Copy the listing below line for line, from its opening line to the one with "Screenshot 2024-06-27 at 1 34 21 PM", both included; stop there.

SUPPLIED MATERIAL.
^^^^

PR #3842, opened 2024-06-27
[FR] Limit historical rules to the latest 2

Mikaayenson:
## Issues

N/A 

## Summary

Currently we publish historical rules for each release. At times rules may include multiple updates / versions in the release package, which inflates the number of files in the release package. Today the package has > 5000 artifacts, which impacts memory resources upstream. We have been asked by D&R to update this process to release only the latest 2 versions instead of all to de-risk memory concerns.  

I've added a new method `keep_latest_versions` which filters down to the latest two versions. 

## Testing

Debug the `python -m detection_rules dev build-release`

<details><summary>Debugging</summary>
<p>

Screenshot 2024-06-27 at 1 30 50 PM

Screenshot 2024-06-27 at 1 34 21 PM

</p>
</details> 

## Additional Information
- Internal [thread](https://elastic.slack.com/archives/C079Q7CMA2J/p1719504434790359?thread_ts=1719429334.071939&cid=C079Q7CMA2J)

### DIFF
--- a/detection_rules/devtools.py
+++ b/detection_rules/devtools.py
@@ -113,6 +113,7 @@ def build_release(config_file, update_version_lock: bool, generate_navigator: bo
     sde = SecurityDetectionEngine()
     historical_rules = sde.load_integration_assets(previous_pkg_version)
     limited_historical_rules = sde.keep_latest_versions(historical_rules)
+    package.add_historical_rules(historical_rules, registry_data['version'])
     click.echo(f'[+] Adding historical rules from {previous_pkg_version} package')
 
     # NOTE: stopgap solution until security doc migration
--- a/detection_rules/devtools.py
+++ b/detection_rules/devtools.py
@@ -112,8 +112,8 @@ def build_release(config_file, update_version_lock: bool, generate_navigator: bo
                                                            registry_data['conditions']['kibana.version'].strip("^"))
     sde = SecurityDetectionEngine()
     historical_rules = sde.load_integration_assets(previous_pkg_version)
-    historical_rules = sde.transform_legacy_assets(historical_rules)
-    package.add_historical_rules(historical_rules, registry_data['version'])
+    limited_historical_rules = sde.keep_latest_versions(historical_rules)
+    historical_rules = sde.transform_legacy_assets(limited_historical_rules)
     click.echo(f'[+] Adding historical rules from {previous_pkg_version} package')
 
     # NOTE: stopgap solution until security doc migration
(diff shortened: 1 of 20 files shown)


detection_rules/devtools.py
```diff
@@ -112,8 +112,8 @@ def build_release(config_file, update_version_lock: bool, generate_navigator: bo
                                                            registry_data['conditions']['kibana.version'].strip("^"))
     sde = SecurityDetectionEngine()
     historical_rules = sde.load_integration_assets(previous_pkg_version)
-    historical_rules = sde.transform_legacy_assets(historical_rules)
-    package.add_historical_rules(historical_rules, registry_data['version'])
+    limited_historical_rules = sde.keep_latest_versions(historical_rules)
+    historical_rules = sde.transform_legacy_assets(limited_historical_rules)
```
Mikaayenson, line 116: @terrancedejesus Do we still need to transform or can I remove this?

detection_rules/integrations.py
```diff
@@ -26,6 +26,7 @@
 from .schemas import definitions
 
 MANIFEST_FILE_PATH = get_etc_path('integration-manifests.json.gz')
+NUM_LATEST_RULE_VERSIONS = 2
```
banderror, line 29: Thank you for putting together this PR so quickly @Mikaayenson 🙏 

If we compare the currently published latest version of the package VS a package that would be produced after this optimization:

- what would be the size of each in megabytes?
- what would be the number of assets in each?

eric-forte-elastic:
Testing looks good to me, I have the same debugging results as @Mikaayenson 

<details><summary>Debugging</summary>
<p>

Historical Rules before Limiting
Screenshot from 2024-06-27 14-59-50


Historical Rules post limiting

Screenshot from 2024-06-27 15-00-15

</p>
</details>

detection_rules/integrations.py
banderror: Oh, I just saw in the collapsed "Debugging" section that it's 5553 assets VS 2199 assets after the optimization.

I guess this makes the size in bytes lower by ~50% as well.

eric-forte-elastic (approved):

detection_rules/devtools.py
terrancedejesus: Yes, we should be able to remove that.

terrancedejesus (approved):

Mikaayenson:
I just need to double confirm the package is built with the two latest versions and we should be g2g.

banderror (approved):
LGTM

shashank-elastic (approved):

PR #3854, opened 2024-07-01

terrancedejesus:
## Issues

## Summary
Tunes the 'Potential AWS S3 Bucket Ransomware Note Uploaded' rule by removing the extension `.` from the ES|QL WHERE clause. During testing from https://rhinosecuritylabs.com/aws/s3-ransomware-part-1-attack-vector/, Isai noticed that since we do not filter for `.txt`, this rule did not fire, however `ransom` was in the file name. Therefore the changes will allow these very specific encryption strings to be allowed within the file name or extension.

Telemetry was referenced to determine if any additional tuning was necessary, however global alerts for this rule have not been observed yet.


w0rk3r (approved):

Aegrah (approved):
Nice that you are keeping track of it!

^^^^

PROBLEM SOLUTION.
PR #3842, opened 2024-06-27
[FR] Limit historical rules to the latest 2

Mikaayenson:
## Issues

N/A 

## Summary

Currently we publish historical rules for each release. At times rules may include multiple updates / versions in the release package, which inflates the number of files in the release package. Today the package has > 5000 artifacts, which impacts memory resources upstream. We have been asked by D&R to update this process to release only the latest 2 versions instead of all to de-risk memory concerns.  

I've added a new method `keep_latest_versions` which filters down to the latest two versions. 

## Testing

Debug the `python -m detection_rules dev build-release`

<details><summary>Debugging</summary>
<p>

Screenshot 2024-06-27 at 1 30 50 PM

Screenshot 2024-06-27 at 1 34 21 PM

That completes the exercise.